Saved data entries
———
PR #329, opened 2022-06-29
Fix a key not found issue in survey in multi-process environment

isra-fel:
See comment

### DIFF
--- a/src/Share/Survey/SurveyHelper.cs
+++ b/src/Share/Survey/SurveyHelper.cs
@@ -88,12 +88,9 @@ namespace Microsoft.Azure.PowerShell.Common.Share.Survey
 
             int majorVersion = moduleVersion.Major;
 
-if (Modules.Count == 0 && !ReadFromStream())
-{
-  return false
-}
+            if (Modules.Count == 0 && !ReadFromStream())
             {
-                if (!ReadFromStream()) { return false; }
+                return false;
             }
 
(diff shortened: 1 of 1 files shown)


src/Share/Survey/SurveyHelper.cs
```diff
@@ -90,7 +90,7 @@ public bool ShouldPropmtSurvey(string moduleName, Version moduleVersion)
 
             if (Modules.Count == 0)
             {
-                ReadFromStream();
+                if (!ReadFromStream()) { return false; }
```
isra-fel, line 93: Previously, if ReadFromStream returned false (this may happen in multi-process), the Modules dictionary would be empty, and ShouldModulePrompt would throw a key-not-found exception when trying to access the dictionary.

src/Share/Survey/SurveyHelper.cs
```diff
@@ -90,7 +90,7 @@ public bool ShouldPropmtSurvey(string moduleName, Version moduleVersion)
 
             if (Modules.Count == 0)
```
VeryEarly, line 91: NIT
```suggestion
if (Modules.Count == 0 && !ReadFromStream())
{
  return false
}
```

VeryEarly (approved):

BethanyZhou (approved):
LGTM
———
Task requirements: Set every line of the data down again, word for word.

Result of the exercise:
PR #329, opened 2022-06-29
Fix a key not found issue in survey in multi-process environment

isra-fel:
See comment

### DIFF
--- a/src/Share/Survey/SurveyHelper.cs
+++ b/src/Share/Survey/SurveyHelper.cs
@@ -88,12 +88,9 @@ namespace Microsoft.Azure.PowerShell.Common.Share.Survey
 
             int majorVersion = moduleVersion.Major;
 
-if (Modules.Count == 0 && !ReadFromStream())
-{
-  return false
-}
+            if (Modules.Count == 0 && !ReadFromStream())
             {
-                if (!ReadFromStream()) { return false; }
+                return false;
             }
 
(diff shortened: 1 of 1 files shown)


src/Share/Survey/SurveyHelper.cs
```diff
@@ -90,7 +90,7 @@ public bool ShouldPropmtSurvey(string moduleName, Version moduleVersion)
 
             if (Modules.Count == 0)
             {
-                ReadFromStream();
+                if (!ReadFromStream()) { return false; }
```
isra-fel, line 93: Previously, if ReadFromStream returned false (this may happen in multi-process), the Modules dictionary would be empty, and ShouldModulePrompt would throw a key-not-found exception when trying to access the dictionary.

src/Share/Survey/SurveyHelper.cs
```diff
@@ -90,7 +90,7 @@ public bool ShouldPropmtSurvey(string moduleName, Version moduleVersion)
 
             if (Modules.Count == 0)
```
VeryEarly, line 91: NIT
```suggestion
if (Modules.Count == 0 && !ReadFromStream())
{
  return false
}
```

VeryEarly (approved):

BethanyZhou (approved):
LGTM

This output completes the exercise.